When dealing with algebraic equations involving fractions, finding a common denominator is crucial. A common denominator allows us to combine fractions, making them easier to work with. In our equation, we have two terms: \( \frac{2}{x} \) and \( \frac{1}{2x} \). To combine these, we need to identify a common denominator. The least common denominator in this case is \( 2x \), because it can encompass both denominators ('x' and '2x').
To adjust the fractions to this common denominator, we multiply the numerator and denominator of the first fraction by 2: \( \frac{2 \cdot 2}{x \cdot 2} = \frac{4}{2x} \). Now our equation becomes \( \frac{4}{2x} + \frac{1}{2x} = 7 \).

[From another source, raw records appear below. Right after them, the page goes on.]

PR #1572, opened 2016-06-14
Report unloading errors

### LINKED ISSUE #329: (CLI) Runner does not report AppDomain unloading timeout
Currently `DomainManager.DomainUnloader.Unload` is silently* timing `AppDomain.Unload(domain) ` out after 30 seconds.

* an entry like `09:35:36.420 Error [ 1] DomainManager: Unable to unload AppDomain test-domain-FOOBAR.dll, Unload thread timed out` is logged to the NUnit trace log (%AppData%\..\Local\NUnit\logs.

[msdn](http://msdn.microsoft.com/en-us/library/system.appdomain.unload%28v=vs.110%29.aspx) states that

>  If a thread does not abort, for example because it is executing unmanaged code, or because it is executing a finally block, then after a period of time a CannotUnloadAppDomainException is thrown in the thread that originally called Unload. If the thread that could not be aborted eventually ends, the target domain is not unloaded. Thus, in the .NET Framework version 2.0 domain is not guaranteed to unload, because it might not be possible to terminate executing threads. 

To sum it up:
* the `AppDomain` is not necessarily unloaded when `DomainUnloader.Unload` finishes
 * could this lead to issues when running other test assemblies subsequently?
 * it is still unloaded, however, when the process is exited (which is still possible)
* the issue is not made visible to the user.
* There is no statement made by microsoft how long `.Unload(domain)` takes before it times out with an `CannotUnloadAppDomainException`
* `CannotUnloadAppDomainException` may indicate serious issues in either productive or test code
 * i don't know about the part "for example because it is executing unmanaged code"... i think when a unit test ends, so should all processing of the unit under test.

Also see https://groups.google.com/forum/#!topic/nunit-discuss/Y_qy00H44ZQ

CharliePoole:
This will fix #329 but should not be merged until we agree on what it is doing!!!

As discussed in #329, I'm doing two things here:

1. I fixed it so that we get an error in the console runner when the AppDomain unload throws one. I think we need to discuss if we really want this.

2. I eliminated all use of a private shadow cache directory. We no longer create it or try to clean it up. The user or the OS will have to clean out any leftover files periodically. I think this part is good to go.

With the unload errors showing up, our console run now fails if we have any problem unloading. Even though the tests have run to completion, we don't get any output from them, just a message saying that we failed to unload the AppDomain. For me, this kind of reinforces the original V2 decision to allow these errors to go unnoticed.

What we could do next...

1. Leave it as it is... for the reasons already stated, I don't think this is a good idea.
2. Go back to ignoring the exceptions
3. Catch the exception but report it as some kind of warning - not 100% sure how to do this, we might need a new exception or a Severity property on NUnitEngineException.
4. We could possibly handle actual errors differently from timeouts.
5. Whatever we do in the engine, we need a way to avoid the error showing up in TFS runs using the VS adapter - for that reason, we would need to distinguish it from other exceptions.
6. We could pass a package setting to the engine to indicate whether we want such exceptions depending on which runner is doing the running.

### DIFF
--- a/src/NUnitEngine/nunit.engine/Services/DomainManager.cs
+++ b/src/NUnitEngine/nunit.engine/Services/DomainManager.cs
@@ -145,62 +145,61 @@ namespace NUnit.Engine.Services
         #region Nested DomainUnloader Class
         class DomainUnloader
         {
-            private Thread thread;
-            private AppDomain domain;
+            private Thread _unloadThread;
+            private AppDomain _domain;
+            private Exception _unloadException;
 
             public DomainUnloader(AppDomain domain)
             {
-                this.domain = domain;
+                _domain = domain;
             }
 
             public void Unload()
             {
-                string domainName;
-                try
+                _unloadThread = new Thread(new ThreadStart(UnloadOnThread));
+
+                _unloadThread.Start();
+
+                if (!_unloadThread.Join(30000))
                 {
-                    domainName = "UNKNOWN";//domain.FriendlyName;
-                }
-                catch (AppDomainUnloadedException)
-                {
-                    return;
+                    string msg = "Unable to unload AppDomain, Unload thread timed out";
+
+                    log.Error(msg);
+                    _unloadThread.Abort();
+
+                    throw new NUnitEngineException(msg);
                 }
 
-                log.Info("Unloading AppDomain " + domainName);
-
-                thread = new Thread(new ThreadStart(UnloadOnThread));
-                thread.Start();
-                if (!thread.Join(30000))
-                {
-                    log.Error("Unable to unload AppDomain {0}, Unload thread timed out", domainName);
-                    thread.Abort();
-                }
+                if (_unloadException != null)
+                    throw new NUnitEngineException("Exception encountered unloading AppDomain", _unloadException);
             }
 
             private void UnloadOnThread()
             {
                 bool shadowCopy = false;
-                string cachePath = null;
                 string domainName = "UNKNOWN";               
 
                 try
                 {
-                    shadowCopy = domain.ShadowCopyFiles;
-                    cachePath = domain.SetupInformation.CachePath;
-                    domainName = domain.FriendlyName;
+                    shadowCopy = _domain.ShadowCopyFiles;
+                    domainName = _domain.FriendlyName;
 
-                    AppDomain.Unload(domain);
+                    // Uncomment to simulate an error in unloading
+                    //throw new Exception("Testing");
+
+                    // Uncomment to simulate a timeout while unloading
+                    //while (true) ;
+
+                    AppDomain.Unload(_domain);
                 }
                 catch (Exception ex)
                 {
+                    _unloadException = ex;
+
                     // We assume that the tests did something bad and just leave
                     // the orphaned AppDomain "out there". 
                     // TODO: Something useful.
                     log.Error("Unable to unload AppDomain " + domainName, ex);
-                }
-                finally
-                {
-                    if (shadowCopy && cachePath != null)
-                        DeleteCacheDir(new DirectoryInfo(cachePath));
                 }
             }
         }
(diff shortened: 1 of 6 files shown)


CharliePoole:
BTW, there is a test failure because we actually were testing that these errors are suppressed. I'll fix the tests after we decide what to do.

CharliePoole:
@rprouse @nunit/core-team The key decision here is whether we want this error to be highlighted and fail the build (as originally requested), continue to be silently ignored or reported in some other way. Deciding what's best is probably the hardest part of it.

rprouse:
My thinking is that if the error is ours (like the shadow cache), then the error should be suppressed and not fail the build, but if the error is the user's, then it should show up. We can't always distinguish that, but we could make an educated guess. Do you think that the shadow cache was the main problem that caused the timeout and remaining errors will be user errors? If so, then we should surface it. If timeouts/errors are likely just random or our failures, we should suppress. 

Non-committal on my part, but you know the code and that is how I would make the call.

CharliePoole:
OK, I think this is ready to merge. Here's what it does...

1. NUnitEngineException is thrown if there is an error unloading or if the unloading thread times out.
2. ProcessRunner now rethrows the exception from unload, rather than merely logging it.
3. ConsoleRunner catches NUnitEngineException, which was previously caught in Main()
4. If a test result was returned, ConsoleRunner displays the results before doing anything with the exception. In this case, the exception is treated as a warning.
5. If no test result was returned, the exception is treated as an error and UNEXPECTED_ERROR is returned.

I think this is the best we can do at the moment. Further work would involve some sort of tracking of user-created threads, which I don't think we want to get into this week. :-)

BrunoJuchli:
two ideas: 

- runner creates a memory dump of itself - so the user can actually debug the issue. The warning by itself is not worth alot, it doesn't give any information at all. I don't know whether that's possible at all (without failing the process)
- alternatively `Debugger.Launch` or something similar, to enable a user to debug the issue "live". Problem here is with automated runs like on CI. That probably won't work there. So maybe a CLI-switch is necessary to manipulate this behavior.

src/NUnitEngine/nunit.engine/Services/DomainManager.cs
```diff
@@ -145,63 +145,62 @@ public void Unload(AppDomain domain)
...
+                    string msg = "Unable to unload AppDomain, Unload thread timed out";
+
+                    log.Error(msg);
+                    _unloadThread.Abort();
+
+                    throw new NUnitEngineException(msg);
                 }
+
+                if (_unloadException != null)
+                    throw new NUnitEngineException("Exception encountered unloading AppDomain", _unloadException);
```
espenalb: This is a good change - our test suite started to fail with this in place. Unfortunately, it is really hard to get the _unloadException. I propose to change the exception to:
`throw new NUnitEngineException("Exception encountered unloading AppDomain: " + _unloadException.Message, _unloadException);` - or even add more of the stack trace.

I tried to get more details out of the test runner by using command line option `--trace=Info`, but the only trace of the log statements were found in `InternalTrace.15632.log`
```

17:48:04.787 Info  [ 1] ProcessRunner: Unloading remote runner
17:48:17.747 Warning [ 1] ProcessRunner: Failed to unload the remote runner. Exception encountered unloading AppDomain
17:48:17.748 Info  [ 1] ProcessRunner: Unloading remote runner
17:48:17.811 Info  [ 1] ProcessRunner: Unloading remote runner
17:48:17.845 Info  [ 1] ProcessRunner: Unloading remote runner
17:48:17.902 Info  [ 1] ProcessRunner: Unloading remote runner
17:48:17.950 Info  [ 1] ProcessRunner: Unloading remote runner
17:48:18.051 Info  [ 1] ProcessRunner: Unloading remote runner
17:48:18.075 Info  [ 1] ProcessRunner: Unloading remote runner
17:48:18.087 Info  [ 1] ProcessRunner: Unloading remote runner
17:48:18.118 Info  [ 1] ProcessRunner: Unloading remote runner
17:48:18.143 Info  [ 1] ProcessRunner: Unloading remote runner
17:48:18.155 Info  [ 1] ProcessRunner: Unloading remote runner
17:48:18.220 Info  [ 1] ProcessRunner: Unloading remote runner
17:48:18.226 Info  [ 1] ProcessRunner: Unloading remote runner
```
I execute tests in multiple test assemblies, so as you can see, I had multiple test runners. I could not find anything to determine which of my test assemblies caused the problem - here also a little more info would be nice...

This simplification step is essential as it allows us to directly compare and combine the fractions. When fractions have the same denominator, we can add or subtract their numerators directly, simplifying the algebraic equation process.

A graphical solution involves plotting the equations on a graph to visualize where they intersect. This method helps confirm the solution you derived algebraically, and can sometimes reveal additional solutions or insights.
In our case, the equations are \( y = \frac{2}{x} + \frac{1}{2x} \) and \( y = 7 \). By plotting these, we observe where the curve \( y = \frac{2}{x} + \frac{1}{2x} \) intersects with the horizontal line \( y = 7 \). This intersection represents the solution for \( x \).
As you plot, note that the curve approaches \( x = \frac{5}{14} \) where it intersects the line. This graphically confirms the algebraic solution. Graphical methods are particularly useful if the equation does not resolve neatly using algebra alone.

Solving equations with fractions requires careful manipulation to remove the fractions from the equation, making the problem easier to solve. Essentially, you want to "clear" fractions to simplify the equation.
Take our simplified equation \( \frac{5}{2x} = 7 \). To solve for \( x \), multiply both sides by \( 2x \) to eliminate the fraction. This gives you: \( 5 = 14x \). Now it's a simple linear equation, easily solved by isolating \( x \).
Divide both sides by 14 to solve: \( x = \frac{5}{14} \).
This method of dealing with fractions—finding common denominators, simplifying equations, and eliminating fractions—is a powerful strategy. It transforms complex algebraic terms into simpler linear forms, making solutions more straightforward.